*ABOUT THIS EXERCISE:* Search the records for the word "didn" and pick out every line that has it.

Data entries
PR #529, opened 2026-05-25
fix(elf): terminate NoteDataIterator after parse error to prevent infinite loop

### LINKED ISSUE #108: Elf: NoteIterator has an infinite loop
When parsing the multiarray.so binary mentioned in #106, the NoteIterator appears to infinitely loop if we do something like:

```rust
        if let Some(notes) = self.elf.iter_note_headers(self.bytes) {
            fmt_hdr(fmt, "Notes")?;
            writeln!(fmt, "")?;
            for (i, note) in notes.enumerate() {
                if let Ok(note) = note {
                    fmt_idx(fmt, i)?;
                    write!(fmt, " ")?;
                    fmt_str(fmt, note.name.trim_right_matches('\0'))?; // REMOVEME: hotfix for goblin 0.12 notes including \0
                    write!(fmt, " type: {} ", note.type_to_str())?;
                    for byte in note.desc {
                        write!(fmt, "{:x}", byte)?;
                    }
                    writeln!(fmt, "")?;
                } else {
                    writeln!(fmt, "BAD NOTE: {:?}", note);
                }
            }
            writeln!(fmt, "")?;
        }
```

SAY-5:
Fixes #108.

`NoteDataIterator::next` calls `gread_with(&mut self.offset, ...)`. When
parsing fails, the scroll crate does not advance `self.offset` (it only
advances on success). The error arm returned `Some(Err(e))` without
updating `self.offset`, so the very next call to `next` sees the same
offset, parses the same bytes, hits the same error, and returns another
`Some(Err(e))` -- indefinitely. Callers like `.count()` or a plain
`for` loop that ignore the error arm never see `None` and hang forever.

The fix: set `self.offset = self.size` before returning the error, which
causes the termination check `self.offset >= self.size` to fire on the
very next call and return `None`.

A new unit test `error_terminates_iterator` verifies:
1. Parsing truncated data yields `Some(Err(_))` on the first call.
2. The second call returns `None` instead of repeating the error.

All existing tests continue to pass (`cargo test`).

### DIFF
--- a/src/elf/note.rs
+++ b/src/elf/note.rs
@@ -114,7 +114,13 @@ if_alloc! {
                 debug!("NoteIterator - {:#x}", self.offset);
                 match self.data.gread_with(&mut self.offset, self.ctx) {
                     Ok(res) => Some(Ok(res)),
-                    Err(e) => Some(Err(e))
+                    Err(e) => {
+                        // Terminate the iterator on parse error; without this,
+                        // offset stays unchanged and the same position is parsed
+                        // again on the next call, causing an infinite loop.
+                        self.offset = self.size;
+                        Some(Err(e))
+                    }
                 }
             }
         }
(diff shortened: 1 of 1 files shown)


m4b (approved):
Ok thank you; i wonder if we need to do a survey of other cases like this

--

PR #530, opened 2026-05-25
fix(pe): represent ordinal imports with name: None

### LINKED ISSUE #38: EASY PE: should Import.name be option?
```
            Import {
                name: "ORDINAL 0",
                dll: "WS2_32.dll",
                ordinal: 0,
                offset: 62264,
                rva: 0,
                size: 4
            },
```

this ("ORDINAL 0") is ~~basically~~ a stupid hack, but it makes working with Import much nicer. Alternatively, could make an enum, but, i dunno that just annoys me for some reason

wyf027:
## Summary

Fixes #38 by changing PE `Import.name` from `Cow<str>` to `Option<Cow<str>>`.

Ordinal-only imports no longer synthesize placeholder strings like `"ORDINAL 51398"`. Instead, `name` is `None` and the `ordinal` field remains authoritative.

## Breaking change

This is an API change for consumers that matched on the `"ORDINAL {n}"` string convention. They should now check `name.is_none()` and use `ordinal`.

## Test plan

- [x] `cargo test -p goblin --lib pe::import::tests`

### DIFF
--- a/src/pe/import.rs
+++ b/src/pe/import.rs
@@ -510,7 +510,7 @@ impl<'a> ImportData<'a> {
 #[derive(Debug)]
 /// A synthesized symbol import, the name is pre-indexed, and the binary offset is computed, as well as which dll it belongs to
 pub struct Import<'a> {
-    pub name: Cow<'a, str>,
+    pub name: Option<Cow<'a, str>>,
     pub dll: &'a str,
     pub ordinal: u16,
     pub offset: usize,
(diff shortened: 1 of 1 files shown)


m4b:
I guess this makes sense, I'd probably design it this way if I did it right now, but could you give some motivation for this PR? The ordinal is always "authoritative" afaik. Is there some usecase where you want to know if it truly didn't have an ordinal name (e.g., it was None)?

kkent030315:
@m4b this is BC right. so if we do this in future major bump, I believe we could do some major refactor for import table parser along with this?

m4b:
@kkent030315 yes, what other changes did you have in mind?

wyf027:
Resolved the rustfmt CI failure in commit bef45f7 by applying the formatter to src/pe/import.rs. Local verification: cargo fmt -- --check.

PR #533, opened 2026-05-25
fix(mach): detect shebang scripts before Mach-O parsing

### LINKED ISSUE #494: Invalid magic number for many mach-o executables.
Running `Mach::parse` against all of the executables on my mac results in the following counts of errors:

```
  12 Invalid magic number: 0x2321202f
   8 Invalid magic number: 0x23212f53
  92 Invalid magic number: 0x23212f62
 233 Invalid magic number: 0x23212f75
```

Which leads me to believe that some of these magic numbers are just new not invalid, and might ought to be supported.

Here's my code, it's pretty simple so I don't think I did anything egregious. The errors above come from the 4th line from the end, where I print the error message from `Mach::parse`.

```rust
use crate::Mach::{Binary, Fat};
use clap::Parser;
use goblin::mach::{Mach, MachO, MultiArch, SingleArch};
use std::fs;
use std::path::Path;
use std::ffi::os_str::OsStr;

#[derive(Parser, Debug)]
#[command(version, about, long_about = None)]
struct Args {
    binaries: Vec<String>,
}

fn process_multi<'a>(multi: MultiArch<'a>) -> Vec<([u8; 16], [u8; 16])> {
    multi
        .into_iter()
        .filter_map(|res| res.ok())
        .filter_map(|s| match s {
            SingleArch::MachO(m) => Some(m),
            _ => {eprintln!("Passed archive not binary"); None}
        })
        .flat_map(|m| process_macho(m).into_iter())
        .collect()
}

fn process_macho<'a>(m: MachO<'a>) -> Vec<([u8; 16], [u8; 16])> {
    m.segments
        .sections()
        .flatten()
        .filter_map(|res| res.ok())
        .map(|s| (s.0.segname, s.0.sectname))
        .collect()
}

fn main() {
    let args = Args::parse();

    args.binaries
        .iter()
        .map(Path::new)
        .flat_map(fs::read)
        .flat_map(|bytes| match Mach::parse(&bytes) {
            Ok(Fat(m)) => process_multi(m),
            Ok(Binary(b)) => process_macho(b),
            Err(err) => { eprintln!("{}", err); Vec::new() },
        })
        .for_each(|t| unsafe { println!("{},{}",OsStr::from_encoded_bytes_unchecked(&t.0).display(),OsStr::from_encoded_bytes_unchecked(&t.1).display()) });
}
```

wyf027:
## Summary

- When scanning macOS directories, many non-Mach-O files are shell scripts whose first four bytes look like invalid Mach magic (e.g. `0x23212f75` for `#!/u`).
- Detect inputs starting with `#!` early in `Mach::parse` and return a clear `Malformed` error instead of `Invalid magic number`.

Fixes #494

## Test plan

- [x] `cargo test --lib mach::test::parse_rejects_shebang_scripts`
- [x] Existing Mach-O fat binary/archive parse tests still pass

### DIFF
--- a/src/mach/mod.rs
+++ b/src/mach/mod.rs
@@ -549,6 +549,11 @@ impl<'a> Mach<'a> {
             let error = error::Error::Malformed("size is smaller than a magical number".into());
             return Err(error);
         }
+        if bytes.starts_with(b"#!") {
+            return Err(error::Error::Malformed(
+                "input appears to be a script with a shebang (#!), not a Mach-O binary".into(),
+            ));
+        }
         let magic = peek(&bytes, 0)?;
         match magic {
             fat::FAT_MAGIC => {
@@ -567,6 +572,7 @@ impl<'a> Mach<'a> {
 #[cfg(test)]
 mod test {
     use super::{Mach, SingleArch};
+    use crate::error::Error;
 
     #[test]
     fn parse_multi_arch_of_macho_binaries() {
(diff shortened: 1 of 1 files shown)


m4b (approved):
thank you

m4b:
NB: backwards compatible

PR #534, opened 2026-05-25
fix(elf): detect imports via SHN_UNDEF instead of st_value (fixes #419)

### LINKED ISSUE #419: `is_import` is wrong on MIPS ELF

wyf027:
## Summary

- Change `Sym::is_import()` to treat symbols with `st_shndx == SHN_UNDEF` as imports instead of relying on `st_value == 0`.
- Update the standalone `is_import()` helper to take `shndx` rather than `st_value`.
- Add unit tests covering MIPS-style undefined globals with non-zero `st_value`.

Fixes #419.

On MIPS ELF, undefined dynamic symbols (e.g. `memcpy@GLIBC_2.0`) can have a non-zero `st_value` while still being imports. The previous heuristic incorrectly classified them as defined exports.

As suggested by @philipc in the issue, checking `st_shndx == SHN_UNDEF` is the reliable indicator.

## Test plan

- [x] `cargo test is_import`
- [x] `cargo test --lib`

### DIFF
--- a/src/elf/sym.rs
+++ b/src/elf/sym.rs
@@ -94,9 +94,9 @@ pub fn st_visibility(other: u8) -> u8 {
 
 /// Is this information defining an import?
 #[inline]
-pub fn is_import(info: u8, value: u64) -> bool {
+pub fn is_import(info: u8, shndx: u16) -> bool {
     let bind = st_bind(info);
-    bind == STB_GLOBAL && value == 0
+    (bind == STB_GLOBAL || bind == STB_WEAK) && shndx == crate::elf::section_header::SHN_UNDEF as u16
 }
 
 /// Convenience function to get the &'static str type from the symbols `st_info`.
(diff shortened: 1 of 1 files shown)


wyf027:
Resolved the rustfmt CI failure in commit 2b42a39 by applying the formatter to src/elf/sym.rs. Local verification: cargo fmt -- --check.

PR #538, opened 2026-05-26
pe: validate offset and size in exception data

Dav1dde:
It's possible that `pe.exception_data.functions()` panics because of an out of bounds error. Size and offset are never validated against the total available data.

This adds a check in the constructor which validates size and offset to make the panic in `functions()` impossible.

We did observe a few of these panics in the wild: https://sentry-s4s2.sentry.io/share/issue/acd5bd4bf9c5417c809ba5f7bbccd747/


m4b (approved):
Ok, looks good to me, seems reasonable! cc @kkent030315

--

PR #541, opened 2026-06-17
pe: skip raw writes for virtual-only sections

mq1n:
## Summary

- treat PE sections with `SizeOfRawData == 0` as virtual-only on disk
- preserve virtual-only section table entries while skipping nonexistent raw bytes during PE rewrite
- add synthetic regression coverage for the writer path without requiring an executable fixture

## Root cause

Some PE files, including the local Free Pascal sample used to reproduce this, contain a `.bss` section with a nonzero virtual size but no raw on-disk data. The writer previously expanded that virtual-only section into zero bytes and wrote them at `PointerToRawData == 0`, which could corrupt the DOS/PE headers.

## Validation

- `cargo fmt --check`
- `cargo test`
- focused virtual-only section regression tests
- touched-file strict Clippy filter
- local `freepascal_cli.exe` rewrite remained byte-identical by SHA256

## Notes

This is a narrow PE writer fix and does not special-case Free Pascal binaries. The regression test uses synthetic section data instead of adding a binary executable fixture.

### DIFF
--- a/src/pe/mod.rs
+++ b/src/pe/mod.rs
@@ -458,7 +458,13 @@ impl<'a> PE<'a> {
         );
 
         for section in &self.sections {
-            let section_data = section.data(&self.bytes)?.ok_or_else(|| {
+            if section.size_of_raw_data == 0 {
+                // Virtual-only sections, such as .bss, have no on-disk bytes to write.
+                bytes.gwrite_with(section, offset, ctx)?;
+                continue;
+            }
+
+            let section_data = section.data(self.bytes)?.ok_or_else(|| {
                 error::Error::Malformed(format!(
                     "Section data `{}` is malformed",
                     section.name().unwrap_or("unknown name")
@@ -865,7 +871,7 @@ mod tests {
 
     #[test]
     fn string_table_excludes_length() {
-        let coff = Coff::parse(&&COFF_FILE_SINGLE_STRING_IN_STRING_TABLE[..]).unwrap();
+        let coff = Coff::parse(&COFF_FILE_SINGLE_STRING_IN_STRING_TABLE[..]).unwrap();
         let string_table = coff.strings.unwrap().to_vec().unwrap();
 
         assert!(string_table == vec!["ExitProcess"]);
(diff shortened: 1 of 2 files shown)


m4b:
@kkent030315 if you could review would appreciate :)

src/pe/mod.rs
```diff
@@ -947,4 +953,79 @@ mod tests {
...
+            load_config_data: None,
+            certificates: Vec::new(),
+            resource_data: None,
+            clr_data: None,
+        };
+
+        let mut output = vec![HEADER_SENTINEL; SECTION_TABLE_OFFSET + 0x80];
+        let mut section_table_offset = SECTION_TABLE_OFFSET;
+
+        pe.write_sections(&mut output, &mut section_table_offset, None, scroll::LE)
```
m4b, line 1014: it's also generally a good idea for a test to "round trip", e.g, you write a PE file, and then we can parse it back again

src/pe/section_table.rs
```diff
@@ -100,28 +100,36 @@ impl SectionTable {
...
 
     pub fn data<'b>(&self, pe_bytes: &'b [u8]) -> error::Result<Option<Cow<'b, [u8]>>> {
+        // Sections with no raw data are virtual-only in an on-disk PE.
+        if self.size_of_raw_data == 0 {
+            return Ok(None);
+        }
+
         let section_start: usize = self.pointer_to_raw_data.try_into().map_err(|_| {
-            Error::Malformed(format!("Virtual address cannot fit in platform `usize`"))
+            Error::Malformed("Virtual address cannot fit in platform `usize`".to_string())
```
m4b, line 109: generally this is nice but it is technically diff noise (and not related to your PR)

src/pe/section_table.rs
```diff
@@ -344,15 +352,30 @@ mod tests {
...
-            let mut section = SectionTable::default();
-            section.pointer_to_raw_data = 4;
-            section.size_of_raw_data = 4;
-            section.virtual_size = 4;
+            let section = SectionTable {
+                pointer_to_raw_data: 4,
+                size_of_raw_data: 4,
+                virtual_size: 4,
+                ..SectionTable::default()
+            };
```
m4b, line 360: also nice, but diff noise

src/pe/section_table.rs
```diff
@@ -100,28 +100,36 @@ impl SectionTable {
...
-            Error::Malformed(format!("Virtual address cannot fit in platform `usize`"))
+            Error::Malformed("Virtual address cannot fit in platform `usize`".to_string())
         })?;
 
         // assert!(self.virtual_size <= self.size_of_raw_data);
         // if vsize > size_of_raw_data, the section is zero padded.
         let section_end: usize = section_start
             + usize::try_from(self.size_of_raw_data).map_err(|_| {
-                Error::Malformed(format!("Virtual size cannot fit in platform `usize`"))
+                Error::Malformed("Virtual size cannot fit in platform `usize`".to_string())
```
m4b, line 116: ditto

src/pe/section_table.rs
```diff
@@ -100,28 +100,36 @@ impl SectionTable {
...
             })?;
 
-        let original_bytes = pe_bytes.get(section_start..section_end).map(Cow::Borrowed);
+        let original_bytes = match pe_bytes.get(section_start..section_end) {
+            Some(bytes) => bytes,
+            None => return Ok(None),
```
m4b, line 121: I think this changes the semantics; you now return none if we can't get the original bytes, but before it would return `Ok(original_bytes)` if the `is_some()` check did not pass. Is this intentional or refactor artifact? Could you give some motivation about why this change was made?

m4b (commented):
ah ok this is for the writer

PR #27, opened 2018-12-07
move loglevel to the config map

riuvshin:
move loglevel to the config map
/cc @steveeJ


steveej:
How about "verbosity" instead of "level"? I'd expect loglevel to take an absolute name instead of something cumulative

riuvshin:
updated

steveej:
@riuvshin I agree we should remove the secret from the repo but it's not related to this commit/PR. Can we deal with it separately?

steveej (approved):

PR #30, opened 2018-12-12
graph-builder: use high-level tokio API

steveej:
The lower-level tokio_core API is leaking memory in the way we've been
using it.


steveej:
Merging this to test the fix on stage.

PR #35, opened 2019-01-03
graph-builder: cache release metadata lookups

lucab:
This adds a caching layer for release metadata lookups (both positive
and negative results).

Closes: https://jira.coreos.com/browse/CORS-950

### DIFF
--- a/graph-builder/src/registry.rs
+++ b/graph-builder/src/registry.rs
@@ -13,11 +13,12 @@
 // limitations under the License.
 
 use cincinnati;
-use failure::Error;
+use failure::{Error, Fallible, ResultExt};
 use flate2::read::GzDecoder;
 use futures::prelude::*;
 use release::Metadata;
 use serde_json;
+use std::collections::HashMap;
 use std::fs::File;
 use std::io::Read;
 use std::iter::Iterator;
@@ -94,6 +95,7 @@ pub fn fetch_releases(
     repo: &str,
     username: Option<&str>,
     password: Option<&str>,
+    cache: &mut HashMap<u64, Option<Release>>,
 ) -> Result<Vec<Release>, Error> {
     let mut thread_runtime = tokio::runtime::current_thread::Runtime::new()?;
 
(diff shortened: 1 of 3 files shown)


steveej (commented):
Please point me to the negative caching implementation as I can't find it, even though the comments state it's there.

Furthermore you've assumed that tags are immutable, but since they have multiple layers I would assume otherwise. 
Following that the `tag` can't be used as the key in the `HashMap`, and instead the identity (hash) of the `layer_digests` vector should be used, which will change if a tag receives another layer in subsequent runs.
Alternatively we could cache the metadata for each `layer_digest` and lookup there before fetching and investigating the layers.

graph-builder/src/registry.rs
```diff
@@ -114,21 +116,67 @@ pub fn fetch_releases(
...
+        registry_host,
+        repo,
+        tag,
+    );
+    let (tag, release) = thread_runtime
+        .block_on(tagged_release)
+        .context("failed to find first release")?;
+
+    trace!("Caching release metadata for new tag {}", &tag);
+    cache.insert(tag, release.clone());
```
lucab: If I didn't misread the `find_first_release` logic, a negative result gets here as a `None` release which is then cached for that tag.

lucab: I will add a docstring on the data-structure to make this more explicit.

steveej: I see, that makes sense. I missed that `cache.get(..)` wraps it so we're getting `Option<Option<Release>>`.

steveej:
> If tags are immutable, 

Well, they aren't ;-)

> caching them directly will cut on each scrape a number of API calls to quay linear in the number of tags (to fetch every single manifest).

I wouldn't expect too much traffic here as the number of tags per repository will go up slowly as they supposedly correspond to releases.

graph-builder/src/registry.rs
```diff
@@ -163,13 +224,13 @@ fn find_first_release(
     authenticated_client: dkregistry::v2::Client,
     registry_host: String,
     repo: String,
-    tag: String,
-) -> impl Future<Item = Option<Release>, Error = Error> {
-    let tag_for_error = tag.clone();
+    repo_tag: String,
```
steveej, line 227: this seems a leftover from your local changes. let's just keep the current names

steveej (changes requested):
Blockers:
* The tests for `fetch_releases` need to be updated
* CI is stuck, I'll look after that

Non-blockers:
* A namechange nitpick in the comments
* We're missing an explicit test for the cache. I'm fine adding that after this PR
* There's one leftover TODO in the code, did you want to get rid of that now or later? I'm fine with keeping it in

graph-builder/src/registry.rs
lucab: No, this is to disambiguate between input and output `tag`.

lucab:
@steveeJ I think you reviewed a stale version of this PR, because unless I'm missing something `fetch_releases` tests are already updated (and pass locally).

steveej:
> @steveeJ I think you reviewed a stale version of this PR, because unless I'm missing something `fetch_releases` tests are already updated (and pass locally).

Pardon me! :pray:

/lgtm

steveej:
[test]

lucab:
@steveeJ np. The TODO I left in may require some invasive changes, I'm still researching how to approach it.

*ANSWER TO THE PROBLEM:*
I guess this makes sense, I'd probably design it this way if I did it right now, but could you give some motivation for this PR? The ordinal is always "authoritative" afaik. Is there some usecase where you want to know if it truly didn't have an ordinal name (e.g., it was None)?
lucab: If I didn't misread the `find_first_release` logic, a negative result gets here as a `None` release which is then cached for that tag.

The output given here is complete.